>>>>

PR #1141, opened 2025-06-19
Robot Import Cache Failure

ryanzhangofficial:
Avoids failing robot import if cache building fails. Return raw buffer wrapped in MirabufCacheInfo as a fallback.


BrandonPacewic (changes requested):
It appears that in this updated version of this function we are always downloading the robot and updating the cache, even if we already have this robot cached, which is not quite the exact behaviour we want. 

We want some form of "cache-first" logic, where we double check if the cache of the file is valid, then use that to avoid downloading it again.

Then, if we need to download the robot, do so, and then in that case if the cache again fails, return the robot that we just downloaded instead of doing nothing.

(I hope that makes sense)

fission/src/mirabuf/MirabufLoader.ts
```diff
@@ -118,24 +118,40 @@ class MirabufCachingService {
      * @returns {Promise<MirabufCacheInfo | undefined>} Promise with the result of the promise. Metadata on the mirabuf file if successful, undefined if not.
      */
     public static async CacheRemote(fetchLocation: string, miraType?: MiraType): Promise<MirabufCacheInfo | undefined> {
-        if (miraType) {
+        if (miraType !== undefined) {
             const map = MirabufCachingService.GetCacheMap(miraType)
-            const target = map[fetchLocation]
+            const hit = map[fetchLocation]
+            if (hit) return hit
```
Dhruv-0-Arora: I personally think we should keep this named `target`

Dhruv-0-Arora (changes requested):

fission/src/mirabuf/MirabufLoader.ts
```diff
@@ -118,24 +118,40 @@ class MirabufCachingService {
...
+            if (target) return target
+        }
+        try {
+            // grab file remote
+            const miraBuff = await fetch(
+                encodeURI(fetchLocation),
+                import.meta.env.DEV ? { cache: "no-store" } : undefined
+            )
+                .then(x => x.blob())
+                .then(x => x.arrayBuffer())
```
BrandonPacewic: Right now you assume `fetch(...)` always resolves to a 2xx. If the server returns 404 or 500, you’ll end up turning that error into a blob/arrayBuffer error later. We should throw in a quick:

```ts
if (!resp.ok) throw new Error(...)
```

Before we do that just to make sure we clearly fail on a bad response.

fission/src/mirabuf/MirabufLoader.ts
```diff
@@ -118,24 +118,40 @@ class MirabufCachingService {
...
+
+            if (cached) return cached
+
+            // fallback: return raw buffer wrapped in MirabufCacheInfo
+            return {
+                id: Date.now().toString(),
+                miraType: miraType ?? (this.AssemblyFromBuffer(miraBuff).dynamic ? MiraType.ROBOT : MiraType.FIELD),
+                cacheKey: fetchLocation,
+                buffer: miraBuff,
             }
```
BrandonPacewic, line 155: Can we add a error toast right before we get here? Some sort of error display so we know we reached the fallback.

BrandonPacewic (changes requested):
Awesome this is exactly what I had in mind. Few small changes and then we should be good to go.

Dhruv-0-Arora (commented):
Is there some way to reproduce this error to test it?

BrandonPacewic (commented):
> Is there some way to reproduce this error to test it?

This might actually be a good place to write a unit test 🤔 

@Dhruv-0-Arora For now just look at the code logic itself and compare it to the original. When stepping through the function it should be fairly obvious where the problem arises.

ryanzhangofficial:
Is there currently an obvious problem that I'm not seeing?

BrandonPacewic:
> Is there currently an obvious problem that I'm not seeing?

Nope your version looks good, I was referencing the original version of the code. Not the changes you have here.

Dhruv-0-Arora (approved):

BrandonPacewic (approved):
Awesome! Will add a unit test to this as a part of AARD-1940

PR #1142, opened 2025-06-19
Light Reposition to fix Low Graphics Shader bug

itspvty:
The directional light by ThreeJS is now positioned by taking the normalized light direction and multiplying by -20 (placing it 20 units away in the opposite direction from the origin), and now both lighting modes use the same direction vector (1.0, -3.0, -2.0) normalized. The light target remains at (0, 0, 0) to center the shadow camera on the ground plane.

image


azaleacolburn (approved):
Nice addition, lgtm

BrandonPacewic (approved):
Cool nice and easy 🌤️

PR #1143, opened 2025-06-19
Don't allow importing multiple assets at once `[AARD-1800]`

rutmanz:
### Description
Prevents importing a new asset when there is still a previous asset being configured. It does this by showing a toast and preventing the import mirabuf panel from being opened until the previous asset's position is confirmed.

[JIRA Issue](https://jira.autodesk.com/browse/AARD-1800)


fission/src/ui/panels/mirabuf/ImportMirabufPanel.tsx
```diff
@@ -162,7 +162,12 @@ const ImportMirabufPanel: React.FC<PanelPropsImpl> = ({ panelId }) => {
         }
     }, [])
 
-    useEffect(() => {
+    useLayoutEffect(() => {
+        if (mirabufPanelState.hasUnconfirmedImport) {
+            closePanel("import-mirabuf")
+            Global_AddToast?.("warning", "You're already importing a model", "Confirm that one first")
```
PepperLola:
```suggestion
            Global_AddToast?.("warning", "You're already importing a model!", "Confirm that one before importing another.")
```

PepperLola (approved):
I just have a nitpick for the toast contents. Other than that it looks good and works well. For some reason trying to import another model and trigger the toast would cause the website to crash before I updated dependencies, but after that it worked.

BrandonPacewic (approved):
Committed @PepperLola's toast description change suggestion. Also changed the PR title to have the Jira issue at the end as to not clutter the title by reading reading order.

<<<<

_Task item_
Transcribe the records above exactly as they appear.

_Solution for this problem_
PR #1141, opened 2025-06-19
Robot Import Cache Failure

ryanzhangofficial:
Avoids failing robot import if cache building fails. Return raw buffer wrapped in MirabufCacheInfo as a fallback.


BrandonPacewic (changes requested):
It appears that in this updated version of this function we are always downloading the robot and updating the cache, even if we already have this robot cached, which is not quite the exact behaviour we want. 

We want some form of "cache-first" logic, where we double check if the cache of the file is valid, then use that to avoid downloading it again.

Then, if we need to download the robot, do so, and then in that case if the cache again fails, return the robot that we just downloaded instead of doing nothing.

(I hope that makes sense)

fission/src/mirabuf/MirabufLoader.ts
```diff
@@ -118,24 +118,40 @@ class MirabufCachingService {
      * @returns {Promise<MirabufCacheInfo | undefined>} Promise with the result of the promise. Metadata on the mirabuf file if successful, undefined if not.
      */
     public static async CacheRemote(fetchLocation: string, miraType?: MiraType): Promise<MirabufCacheInfo | undefined> {
-        if (miraType) {
+        if (miraType !== undefined) {
             const map = MirabufCachingService.GetCacheMap(miraType)
-            const target = map[fetchLocation]
+            const hit = map[fetchLocation]
+            if (hit) return hit
```
Dhruv-0-Arora: I personally think we should keep this named `target`

Dhruv-0-Arora (changes requested):

fission/src/mirabuf/MirabufLoader.ts
```diff
@@ -118,24 +118,40 @@ class MirabufCachingService {
...
+            if (target) return target
+        }
+        try {
+            // grab file remote
+            const miraBuff = await fetch(
+                encodeURI(fetchLocation),
+                import.meta.env.DEV ? { cache: "no-store" } : undefined
+            )
+                .then(x => x.blob())
+                .then(x => x.arrayBuffer())
```
BrandonPacewic: Right now you assume `fetch(...)` always resolves to a 2xx. If the server returns 404 or 500, you’ll end up turning that error into a blob/arrayBuffer error later. We should throw in a quick:

```ts
if (!resp.ok) throw new Error(...)
```

Before we do that just to make sure we clearly fail on a bad response.

fission/src/mirabuf/MirabufLoader.ts
```diff
@@ -118,24 +118,40 @@ class MirabufCachingService {
...
+
+            if (cached) return cached
+
+            // fallback: return raw buffer wrapped in MirabufCacheInfo
+            return {
+                id: Date.now().toString(),
+                miraType: miraType ?? (this.AssemblyFromBuffer(miraBuff).dynamic ? MiraType.ROBOT : MiraType.FIELD),
+                cacheKey: fetchLocation,
+                buffer: miraBuff,
             }
```
BrandonPacewic, line 155: Can we add a error toast right before we get here? Some sort of error display so we know we reached the fallback.

BrandonPacewic (changes requested):
Awesome this is exactly what I had in mind. Few small changes and then we should be good to go.

Dhruv-0-Arora (commented):
Is there some way to reproduce this error to test it?

BrandonPacewic (commented):
> Is there some way to reproduce this error to test it?

This might actually be a good place to write a unit test 🤔 

@Dhruv-0-Arora For now just look at the code logic itself and compare it to the original. When stepping through the function it should be fairly obvious where the problem arises.

ryanzhangofficial:
Is there currently an obvious problem that I'm not seeing?

BrandonPacewic:
> Is there currently an obvious problem that I'm not seeing?

Nope your version looks good, I was referencing the original version of the code. Not the changes you have here.

Dhruv-0-Arora (approved):

BrandonPacewic (approved):
Awesome! Will add a unit test to this as a part of AARD-1940

PR #1142, opened 2025-06-19
Light Reposition to fix Low Graphics Shader bug

itspvty:
The directional light by ThreeJS is now positioned by taking the normalized light direction and multiplying by -20 (placing it 20 units away in the opposite direction from the origin), and now both lighting modes use the same direction vector (1.0, -3.0, -2.0) normalized. The light target remains at (0, 0, 0) to center the shadow camera on the ground plane.

image


azaleacolburn (approved):
Nice addition, lgtm

BrandonPacewic (approved):
Cool nice and easy 🌤️

PR #1143, opened 2025-06-19
Don't allow importing multiple assets at once `[AARD-1800]`

rutmanz:
### Description
Prevents importing a new asset when there is still a previous asset being configured. It does this by showing a toast and preventing the import mirabuf panel from being opened until the previous asset's position is confirmed.

[JIRA Issue](https://jira.autodesk.com/browse/AARD-1800)


fission/src/ui/panels/mirabuf/ImportMirabufPanel.tsx
```diff
@@ -162,7 +162,12 @@ const ImportMirabufPanel: React.FC<PanelPropsImpl> = ({ panelId }) => {
         }
     }, [])
 
-    useEffect(() => {
+    useLayoutEffect(() => {
+        if (mirabufPanelState.hasUnconfirmedImport) {
+            closePanel("import-mirabuf")
+            Global_AddToast?.("warning", "You're already importing a model", "Confirm that one first")
```
PepperLola:
```suggestion
            Global_AddToast?.("warning", "You're already importing a model!", "Confirm that one before importing another.")
```

PepperLola (approved):
I just have a nitpick for the toast contents. Other than that it looks good and works well. For some reason trying to import another model and trigger the toast would cause the website to crash before I updated dependencies, but after that it worked.

BrandonPacewic (approved):
Committed @PepperLola's toast description change suggestion. Also changed the PR title to have the Jira issue at the end as to not clutter the title by reading reading order.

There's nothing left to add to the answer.